Serious Questions to Ask Your Boyfriend

Don’t you just love the excitement of dating someone new! The honeymoon period, as many call it, is just a great time where it’s just about having fun and experiencing the exhilaration of spending time with that someone. You are just too thrilled about the relationship to ask any sort of meaningful questions; but then again, who cares, right?

The answer is- you do! The problem is that when we women start spending considerable time in a relationship, we start to feel a little nervous and anxious as to where the relationship is going, what he thinks about the relationship, what his plans are and whether you are in it. Before you commit yourself to something serious, you have to understand to some questions like these; questions that you daren’t ask in the initial periods in the fear of scaring him off. But, they must certainly be asked when you are some way down the road or when you start finding yourself bursting with such questions, wondering what his responses will be. It is better to clear the air before you take the plunge because erring on the side of caution is always better than having to take care of a broken heart. Words to the wise ladies – do not, I repeat, do not make it an interrogation. It is imperative that you pick your moments and that the questions you ask are in sync with the mood. Men are generally put off when you start demanding answers to questions they themselves might not even have considered. Also, remember that the body language is just as, and maybe more, important as the answer that he shells out. So ladies, if you have been with a guy long enough, then it is time you asked these questions and pronto!

questions-for-friends

1. What Are Your Priorities?

It is important to get this question checked off as quickly as possible. You may not even have to ask the question, as actions speak louder than words; how he describes your relationship to others; does he make you wait for long before he shows up for somewhere. How he prioritize you will be key to any future for the relationship. It is not imperative to be his number one priority, as, more often than not, kids- if he has any- will be topping this list. But, you should be somewhere very close to the top in his list if he is serious about you and the relationship. Ask this question, if you have to; but if you pay attention to his action, you might be able to hear well.

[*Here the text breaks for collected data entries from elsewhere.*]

PR #738, opened 2023-10-10
Python tools

Perrielornitorrinco:
**Python Tools**

This code includes some utilities implemented in python based on the existing utilities in matlab folder.
The results obtained during its use will be saved in a new folder called PLOTS. Inside where the data are read. (It's necessary to change the read and save paths. Similar to matlab utilities)

Location: gnss-sdr/src/utils/python
Developer: Irene Pérez Riega iperrie@inta.es

### DIFF
--- a/src/utils/python/dll_pll_veml_plot_sample.py
+++ b/src/utils/python/dll_pll_veml_plot_sample.py
@@ -1,0 +1,110 @@
+"""
+ dll_pll_veml_plot_sample.py
+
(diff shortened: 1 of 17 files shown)


carlesfernandez:
This is a very nice contribution. Could you please rebase your commit?

Perrielornitorrinco:
Thank you very much Carles! I think it is now ready to merge.

Issue #773, opened 2024-05-23
Linker error in Debug build: absl_log_internal_check_op DSO missing from command line


castle055:
I just forked the repository and was trying to setup a suitable development environment when I encountered a linker issue regarding abseil's logging library. Interestingly, this only happens when compiling the debug build.

The error in question is the following:

```
[100%] Linking CXX executable gnss-sdr
/usr/bin/ld: ../core/monitor/libcore_monitor.a(gnss_synchro.pb.cc.o): undefined reference to symbol '_ZN4absl12lts_2024011612log_internal17MakeCheckOpStringIPKvS4_EEPNSt7__cxx1112basic_stringIcSt11char_traitsIcESaIcEEET_T0_PKc'
/usr/bin/ld: /usr/lib/libabsl_log_internal_check_op.so.2401.0.0: error adding symbols: DSO missing from command line
collect2: error: ld returned 1 exit status
make[3]: *** [src/main/CMakeFiles/gnss-sdr.dir/build.make:240: src/main/gnss-sdr] Error 1
make[2]: *** [CMakeFiles/Makefile2:2403: src/main/CMakeFiles/gnss-sdr.dir/all] Error 2
make[1]: *** [CMakeFiles/Makefile2:2410: src/main/CMakeFiles/gnss-sdr.dir/rule] Error 2
make: *** [Makefile:712: gnss-sdr] Error 2
```

This seems to indicate that the `core_monitor` CMake target is not linking against `libabsl_log_internal_check_op`.

I don't have much experience with the abseil library, so I'm not sure if this is an environment issue on my part or if this is a bug in gnss-sdr's build system. However, adding `absl::log_internal_check_op` within the PRIVATE scope to the `target_link_libraries(core_monitor ...)` call in `src/core/monitor/CMakeLists.txt` seems to solve the issue:

```cmake
target_link_libraries(core_monitor
    PUBLIC
        Boost::headers
        Boost::system
        Gnuradio::runtime
        protobuf::libprotobuf
        core_system_parameters
    PRIVATE
        Boost::serialization
        absl::log_internal_check_op # <- Added this line
)
```

If this is a bug, I can submit a PR for it, but I'll need to check it doesn't conflict with any build options first because I suspect this is just a duck tape fix.

I'm compiling the `next` branch, specifically commit `f80c537` with system provided libabsl:
https://github.com/gnss-sdr/gnss-sdr/tree/f80c5373b78b5124e70d1e6743654a79145f0721

[...]

PR #774, opened 2024-05-24
Conditionally link protobuf to its dependencies in Debug mode

castle055:
Some versions of Protocol Buffers don't export their dependencies when calling `find_package(Protobuf)` from CMake, thus causing link errors from missing symbols from `abseil-cpp`.

This seems to be a known upstream bug:
https://github.com/protocolbuffers/protobuf/issues/12637

This PR implements a somewhat hacky solution shown in a comment:
https://github.com/protocolbuffers/protobuf/issues/12637#issuecomment-1871458639

This will link the results of calling `PkgConfig` for `protobuf` to the target imported by `find_package(Protobuf)`, but only if the following conditions apply:

- Build type is **Debug** (For some reason, this only happens in Debug)
- `abseil-cpp` was found
- `Protobuf` was actually found as a **system package**
- `Protobuf` version is >= 22.0 and < 26.0

This PR should resolve Issue #773

### DIFF
--- a/CMakeLists.txt
+++ b/CMakeLists.txt
@@ -2623,6 +2623,8 @@ else()
     find_package(Protobuf)
 
     if((CMAKE_BUILD_TYPE STREQUAL "Debug") AND Protobuf_FOUND AND absl_FOUND)
+        # This Regular Expression is used to convert the version string provided by `find_package(Protobuf)` into the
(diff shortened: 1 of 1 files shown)


carlesfernandez:
Excellent, thanks!

PR #782, opened 2024-07-02
Fixed typo in collection of A0UTC parameter for BeiDou

cl-cv:
Lines were presumably copy and pasted from other satellite system setups. A0 was still using GPS values.


carlesfernandez:
Thanks for the catch. Cherry-picked to the `next` branch.

PR #801, opened 2024-09-09
Udp ports

xguerreropau:
gnss-sdr is now able to send the same monitor UDP packages to multiple ports


carlesfernandez:
Thanks!

jwmelto:
Shouldn't this change also have updated the sample configuration files? It is a breaking change for existing users. Another option would have been to leave the keyword unchanged, since existing single port configs would still work (maybe)

Don't get me wrong, I've wanted this change for years. I'm just trying to consider existing users.

carlesfernandez:
Hi @jwmelto,

this change is not breaking any existing configuration, as far as I can see. The parameter name remains the same (`Monitor.udp_port`), and specifying a single port is still valid. Have I missed something?

jwmelto:
You are right; the variable changed but not the config tag. I didn't read carefully. Thanks.

PR #802, opened 2024-09-09
Added presets

xguerreropau:
Added presets for an easier configuration and building in cmake:
Example for a release build:

1. Configure:
$ cmake --preset config-release

2. Build:
$ cmake --build --preset build-release

The output will be generated at:
build-release/


jwmelto:
The problem with presets is that they can vary so much between installations. I wonder if this properly belongs as part of the source tree or if it just a user customization?

PR #523, opened 2023-11-22
Capability to disable indexing in OCP wrapper

### LINKED ISSUE #520: [RFE] Vanila k8s support to OCP wrappers for development purposes
While it is clear that the OCP wrappers are designed for OpenShift it would be nice to be able to run them on vanila k8s clusters (i.e.: kind) with indexing disabled for development purposes.
For the workloads that reference OCP specific objects (i.e.: routes, imagestreams, etc.) this will not be possible.
It looks like i.e.: node-density does not reference any specific OCP objects so in principle it should be possible to run it once the prometheus requirement is relaxed.

rsevilla87:
## Type of change

- [ ] Refactor
- [x] New feature
- [ ] Bug fix
- [x] Optimization
- [ ] Documentation Update

## Description

In the current implementation it's not possible to disable indexing, with the logic proposed here when local-indexing and alerting are disabled,  kube-burner doesn't need to discover the cluster's prometheus information, thanks to these changes kube-burner ocp works on vanilla k8s clusters.

In case of needing indexing and alerting, the can be enabled  through the flag `--metrics-endpoint`

- Related Issue #
- Closes #520


pkg/workloads/types.go
```diff
@@ -41,6 +41,7 @@ type Config struct {
 	Indexer         indexers.IndexerType
 	Alerting        bool
 	Reporting       bool
+	Indexing        bool
```
vishnuchalla, line 44: do we want to name this as `skipIndexing`  to keep it consistent with non-ocp kube-burner code?

rsevilla87: Makes sense, thanks!

rsevilla87: I started to do the modifications, but I didn't like the result, since if I we use `SkipIndexing` rather than `Indexing` complicates the logic since I'd have to check negative conditions rather than positives. 
Also keep in mind that this is an internal variable and it's not exposed to the user in any way.

vishnuchalla: Okay if it is internal, looks good to me.

vishnuchalla (approved):

vishnuchalla:
I am not sure on why this is waiting `linters` check and blocking the merge. May be needs a rebase and re-push? 🤔

josecastillolema:
For future reference, to complete disable indexing and alerting and avoid the no prometheus found error:
```
$ kube-burner-ocp node-density --pods-per-node 10 --alerting=false --local-indexing=false
```

PR #533, opened 2023-12-01
Maintain original object's namespace when specified

rsevilla87:
## Type of change

- [ ] Refactor
- [x] New feature
- [ ] Bug fix
- [x] Optimization
- [ ] Documentation Update

## Description

Keep original object's namespace when specified.

- Related Issue #
- Closes #


venkataanil (approved):
LGTM

pkg/burner/create.go
```diff
@@ -253,6 +253,10 @@ func createRequest(gvr schema.GroupVersionResource, ns string, obj *unstructured
 	var uns *unstructured.Unstructured
 	var err error
 	RetryWithExponentialBackOff(func() (bool, error) {
+		// When the object has a namespace already specified, we use it
+		if objNs := obj.GetNamespace(); objNs != "" {
```
venkataanil, line 257: I think the intention of this is to allow different namespace for object by specifying in object spec file (i.e this namespace is different from what is provided in job spec).
This will be an issue if the user has specified a namespace in the object spec file and that namespace doesn't exist . For example, I have added namespace "anil" in pod.yml and tried running node-density and I got this error

time="2023-12-01 09:05:33" level=error msg="Error creating object Pod/node-density-45 in namespace anil: namespaces \"anil\" not found" file="create.go:277"
time="2023-12-01 09:05:33" level=error msg="Retrying object creation" file="create.go:282"

venkataanil: Looks like many changes went into the patch related to namespace now. Not sure they came in because of this review comment :)

Checking of namespace exist or not will be very expensive for every object creation. My suggestion was to throw an error if the object creation fails (because of not having namespace) and exit instead of trying multiple times. Currently it is trying multiple times. Error message should say that "intention is to be able to create objects in pre-existing namespaces"

We are giving additional capability to create objects with their own namespaces, so we should document that user should create them before running the tests.

rsevilla87: The main goal of this feature is to be able to create objects in pre-existing namespaces.

rsevilla87: As you mentioned, the object retry logic shouldn't happen when the namespace is not present, I'll fix it.

rsevilla87: Fix is in place, snippet from the new behaviour:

2. Are You Still in Touch With Your Ex?

Now, he may say there is nothing between them anymore, but if he still has contact with his ex on a regular basis, then it is time for you to step aside or the very least, be worried about. The old flame has a habit of not dying out completely and if he still has constant contact with his ex, then chances that they still have feelings for each other is high; you can’t blame him if he does, but you certainly can save yourself from heartache. You definitely do not want to get into such a muddle, where the chances are high that they might rekindle that flame and you will end up getting burnt in the process.

3. Do You Want a Long Term Relationship?

We girls are, normally, always looking for our knights in shining armor; but finding one is a hard challenge that keeps on determinedly failing us.  Getting to know if he is in for the long haul is important before you start dreaming of a life together. He may have shown great care and respect, but may not be inclined towards a long term relationship or the possibility of marriage one day. Even if he wants to be in a long term relationship with you, he may feel strongly against the idea of getting married one day. If you want this, then clarify this before you start building dreams; you can escape from the harsh sting of disappointment that arises from false expectations.

4. Do You Want Children, If so How Many?

So, you have ticked off the questions about marriage. Well, the next question you could follow up with is this. If you want children, then ensure that your partner does too. He may want to spend the rest of his life with you, but he may not be as enthusiastic about having and raising children. If he doesn’t, then try and get to the bottom- why? Maybe, you could change his opinion. If he does, then discuss about the number of kids that you guys would like to have. Even if you both are highly compatible together on all other issues and disagree completely only on this one, it could still end up spoiling your relationship. So, it’s important to get this question out of the way too before you take the relationship seriously.

5. Where Do You See Us in The Next Five Years?

When you have the notion of being in a long term relationship, it is important to know the goals and the intentions of the guy for his as well as your own life. Do you figure in his life for the foreseeable future? What does he envisage the future to hold for both of you? What and where does he think his personal and professional life will be in the five years time? These need be answered if you are to have a successful relationship with him. Understanding his goals on both the personal as well as professional front is a very good idea; it not only gives you an insight into his dreams and ambitions but also will help you merge yours with his; you will also be able to discern how serious he is about you and the relationship.

As already mentioned, the tone and timing of these questions are important; cherry pick the moments- never ask them too early in a relationship.